Aluísio estudou em escolas públicas, conseguiu bolsas em cursinhos e trabalhou como vendedor ambulante para sustentar a família. A aprovação em Medicina veio depois da graduação em Veterinária, da alergia que limitou sua atuação com animais, da passagem pela UFJ e de uma preparação que atravessou nove anos de tentativas.

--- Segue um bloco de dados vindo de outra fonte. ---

PR #4436, opened 2018-06-12
check SPV proof inner nodes not to be valid transactions

SomberNight:
This attempts to implement protection against the attack recently described [on the mailing list](https://lists.linuxfoundation.org/pipermail/bitcoin-dev/2018-June/016105.html).

Before merging, I would like to measure the performance impact with a relatively large wallet on mainnet.
So far, I could only measure on testnet, but blocks are mostly empty there, so merkle proofs are short.

On testnet, I synced a wallet (A) that has ~350 txns.
Irrespective of this PR, the sync took ~10 seconds.
Without the patch, the verifier spent about `19 ms` altogether in `hash_merkle_root`.
With the patch, the verifier spent about `66 ms` altogether in `hash_merkle_root`.

On testnet, I synced a wallet (B) that has ~10.9k txns.
The sync took ~3.5 minutes. (with the patch, it was about 4 seconds longer, but that is within error probably; I only measured this once)
Without the patch, the verifier spent about `733 ms` altogether in `hash_merkle_root`.
With the patch, the verifier spent about `2014 ms` altogether in `hash_merkle_root`.

### DIFF
--- a/lib/verifier.py
+++ b/lib/verifier.py
@@ -20,8 +20,12 @@
 # ACTION OF CONTRACT, TORT OR OTHERWISE, ARISING FROM, OUT OF OR IN
 # CONNECTION WITH THE SOFTWARE OR THE USE OR OTHER DEALINGS IN THE
 # SOFTWARE.
-from .util import ThreadJob
+from .util import ThreadJob, bh2u
 from .bitcoin import Hash, hash_decode, hash_encode
+from .transaction import Transaction
+
+
+class InnerNodeOfSpvProofIsValidTx(Exception): pass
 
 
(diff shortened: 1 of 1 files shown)


SomberNight:
I've found this address on mainnet: 1NcXyC1m3XE1s3u9rBZawt3sCZkeGEgoH9,
which has made 9733 transactions, all in the last 6 weeks.

When syncing a wallet for the above address, I benchmarked the verifier:
```
Without the patch, the verifier spent about `647 ms` altogether in `hash_merkle_root`.
With the patch, the verifier spent about `1946 ms` altogether in `hash_merkle_root`.
```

Segundo o Sagres Online, em março de 2023, Aluísio Gustavo, então com 40 anos, já estava matriculado em Medicina na Universidade Federal de Goiás (UFG). Antes de chegar ao campus de Goiânia, o vendedor ambulante havia frequentado por 41 dias o mesmo curso na Universidade Federal de Jataí (UFJ), após nove anos de preparação.
Em fevereiro de 2025, ele iniciava o terceiro ano da graduação e reorganizava o trabalho para acompanhar as exigências acadêmicas. Durante o período de aulas, passou a dar reforço escolar e corrigir provas; nas férias, mantinha a venda de algodão doce e brinquedos, atividade que ajudou a financiar sua longa busca pela vaga.
Escolas públicas e bolsas abriram o primeiro caminho

Aluísio Gustavo cresceu em uma família de cinco irmãos e acompanhou a mãe enfrentar longas jornadas de trabalho para atender às necessidades da casa. Sua formação básica passou por diferentes escolas públicas de Goiânia e Aparecida de Goiânia, em uma trajetória marcada por mudanças e limitações financeiras.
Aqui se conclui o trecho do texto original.